When a great musician passes away, they leave behind not just a musical legacy, but their family, friends, and fans. The loss of J. Dilla was a devastating blow for hip-hop, and the loss of a father, son, and brother. Since his passing in 2006, there have been a handful posthumous projects featuring his incredible craftsmanship: Jay Deelicious: The Delicious Vinyl Years, Jay Stay Paid, Rebirth of Detroit, and The Lost Scrolls Vol. 1.
The newest project is Sunset Blvd. an album created by Frank Nitt (of Frank’n'Dank) and Illa J., Dilla’s younger brother–currently a part of Slum Village. Featuring appearances by DJ Quik (who mixed and mastered an unfinished Dilla masterpiece), “Go Ask the DJ” featuring Guilty Simpson, J. Rocc, and “Quicksand” featuring Common and Dezi Page.

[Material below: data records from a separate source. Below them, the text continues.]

PR #305, opened 2024-10-17
Pre-configure docker image to use pg_duckdb

JelteF:
This slightly modifies the default Postgres docker image so that when it initializes the database it will automatically configure `pg_duckdb`. It also uses the `postgres` user to start the container, so that `docker exec ... psql` just works without having to specify `-U postgres`

This also uses a more selective COPY. I often have some random stuff in my top repo directory, such as gigabytes of TPCDS csv files. This makes sure those are not copied into the container.

### DIFF
--- a/Dockerfile
+++ b/Dockerfile
@@ -62,3 +62,4 @@ RUN echo "shared_preload_libraries='pg_duckdb'" >> /usr/share/postgresql/postgre
 RUN echo "CREATE EXTENSION IF NOT EXISTS pg_duckdb;" >> /docker-entrypoint-initdb.d/0001-install-pg_duckdb.sql
 
 COPY --from=builder /out /
+USER postgres
--- a/Dockerfile
+++ b/Dockerfile
@@ -19,17 +19,23 @@ WORKDIR /build
 ENV PATH=/usr/lib/ccache:$PATH
 ENV CCACHE_DIR=/ccache
 
-# A more selective copy might be nice, but the git submodules are not cooperative.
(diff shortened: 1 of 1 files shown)


Y-- (approved):
Nice!

Y-- (approved):

Dockerfile
```diff
@@ -50,4 +56,10 @@ RUN make installcheck
 ###
 # this creates a usable postgres image but without the packages needed to build
 FROM base AS output
+
+# Automatically enable pg_duckdb
+RUN echo "shared_preload_libraries='pg_duckdb'" >> /usr/share/postgresql/postgresql.conf.sample
```
wuputah, line 61: ah, I didnt think that you could make changes to the _sample file_ (you know, it being named "sample" and all) and it would get picked up somehow later. TIL. :joy: I think it's still nice to be able to inject a config file for other purposes (like motherduck token) via docker-compose, but if this means that the image works without doing so, then great! 👍

Dockerfile
```diff
@@ -50,4 +56,10 @@ RUN make installcheck
...
+RUN echo "CREATE EXTENSION IF NOT EXISTS pg_duckdb;" >> /docker-entrypoint-initdb.d/0001-install-pg_duckdb.sql
```
wuputah, line 62: This is probably okay to do here. I was only hesitant to do so in case some users want to opt out of this behavior, doing so this way means they need to make their own image which removes this file. But if we get push back it can always be removed.

PR #307, opened 2024-10-17
de-matrix the docker platforms

wuputah:
Docker doesn't like it when you push from separate workers


wuputah:
It would be nice to build only natively (i.e. amd64) when doing docker-related PRs and do full builds only on `main` and tags, but I'll leave that to later improvements.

The album recorded at the Delicious Vinyl offices in Los Angeles.
Frank Nitt explains how the process went down: “Illa came to LA with about 60 beats. Came to L.A., and set up camp on Sunset Blvd. We took over half of Delicious Vinyl’s office. Kicked everybody out. Told them to take their computers, pencils and pens and go write somewhere else.”
AllHipHop.com sat down with Frank Nitt and Illa J. to talk about Dilla’s legacy and their new album, Sunset Blvd.

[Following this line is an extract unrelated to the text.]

PR #316, opened 2024-10-18
Synchronise extensions before reconnect

Y--:
If duckdb.extensions table is inserted, updated or deleted in same connection we would not sync changes for next query. Introduce sequence that keeps track of each change so we can compare with and sync if required.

AllHipHop: What is something that you would say that the world does not know about J.Dilla?
Illa J: I’m just gone say, musically I heard him makes so much different type music. It’s hard for me to just say that he’s just a hip-hop producer because I know where we come from and where our family is from musically. If he was here, he would be making all kinds of stuff. For me, I feel like they put him in a box as far as like in hip-hop as just a hip-hop producer. But he produced all different types of music.

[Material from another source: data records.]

Issue #323, opened 2024-10-20
Make InsertTupleIntoChunk & HeapTupleFetchNextColumnDatum easier to understand


JelteF:
### Description

While working on #322 it took me a lot of time to grasp how InsertTupleIntoChunk & HeapTupleFetchNextColumnDatum worked. Partially it's because they are doing something relatively complex/clever that requires both DuckDB and Postgres understanding, which I think some comments would help with. I also think some refactoring could make a bunch of stuff a bit clearer. 

To call out some of the things that confused me.
1. The conversion from `DuckDB` column indexes, which are 0 based to Postgres column indexes which are 1 based.
2. The 4 different `idx` variables: `columnIdx`, `valueIdx`, `idx` & `output_column_idx`
3. `att_num` and `attnum` variable in the same function, which are not the same
4. `m_read_column_ids` and `m_output_column_ids` are very easy to confuse.

I'm planning to refactor/comment this code a bit, because it's a very important piece of code, and as #322 showed it was incorrect in a (to me) hard to discover way.

Y--:
Great points. I actually had started re-working the code in here https://github.com/duckdb/pg_duckdb/compare/main...yl/custom-allocator as I had some of the same concerns. (note that this branch was doing refactoring + changing allocators, which I would have split in two then).

Another thing I noticed when working on this code (and slightly unrelated to this issue) is that we could actually only allocate once (store it in local state) at the beginning of the execution and re-use it for every call.

JelteF:
You mean allocate the `values` and `nulls` arrays once? Yeah that seems like an easy perf improvement.

Y--:
Yeah exactly.

JelteF:
Just for reference, there was another bug because `m_read_columns_ids` and `m_output_columns_ids` ideas are easy to confuse: [`ba2f7b3` (#328)](https://github.com/duckdb/pg_duckdb/pull/328/commits/ba2f7b351ce9cadec668415cc5b8052553fe0c86)

Y--:
> Just for reference, there was another bug because `m_read_columns_ids` and `m_output_columns_ids` ideas are easy to confuse: [`ba2f7b3` (#328)](https://github.com/duckdb/pg_duckdb/pull/328/commits/ba2f7b351ce9cadec668415cc5b8052553fe0c86)

That being said, those are pretty explicit, in this case, it was more a classical PEBCAK ;-)

Y--:
[...]

PR #324, opened 2024-10-21
Allocate buffer once per local state

Y--:
As discussed in https://github.com/duckdb/pg_duckdb/issues/323: only allocate `values` and `nulls` buffers once per local state (i.e 1/ thread participating to the query) rather than once per call (tuple)

### DIFF
--- a/include/pgduckdb/scan/postgres_scan.hpp
+++ b/include/pgduckdb/scan/postgres_scan.hpp
@@ -33,12 +33,33 @@ public:
 
 class PostgresScanLocalState {
 public:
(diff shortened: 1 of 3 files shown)


mkaruza (approved):

JelteF (approved):
I'm not super happy about merging perf improvements so close to the release. But this seems simple enough that I think it's probably worth doing it anyway. @mkaruza had a branch with some more improvements, and I think we'd better wait with those until after the release.

This actually seems to resolve a possible memory leak too, because now we always call `duckdb_free`. Previously we'd forget to do this in case of exceptions.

Frank Nitt: Now for me, it will probably be a more of a personal thing. Dilla was almost a recluse. He was a recluse who liked to go to the strip club. A lot people would think because of his records and how flamboyant he was when he rapped and things that he said that he was living that life right? Like when we went to the strip club directly after that we went to the studio, it was like part of his mojo of making records and doing things.
He was a very guarded individual that was not friendly. I hear a lot of people say how he was. If you met him once or twice, he might be like “Hey, what up?”. But if he don’t know you, he don’t even wanna talk to you. He don’t wanna see you. He don’t wanna smell you. He don’t wanna smoke with you. Any of that. He was very, very guarded, and very in his own box and in his own lane. So, I think that’s the thing. He was really dark.
Who is one current artist that you think he may have wanted to work with or produce for?
Frank Nitt: For me that’s hard to say. He listened to everything. I mean you can look at his body of work and it’s obviously a lot of hip-hop in there, but you know he worked with, and did stuff for Janet Jackson, Raphael Saadiq. He worked with a lot of singers and other genres of music as well but if you look at his body of work it was mostly hip-hop. As a producer, and a fan of music, he had me listening to things I would have never listened to like folk music. He opened up my ears to a lot of different music because he loved music so much. His range was really wide. As a producer it’s hard to put him in any type of box.
Did Dilla ever say what he wanted to be known for?
Frank Nitt: No he just said “I just want to be dope.” That’s it. “I wanna be dope but at the same time make my bread… I wanna be really dope not famous.” That was his M.O. If I’m the dude walking up the street, I wanna be the dopest dude walking up the street. I don’t need any fame to go with it. As long as I got the money to live the lifestyle and help my family and do what I need to do, I don’t need any of the fame. He was very much that. That guy went to the Grammy’s one year and just sat in the limo.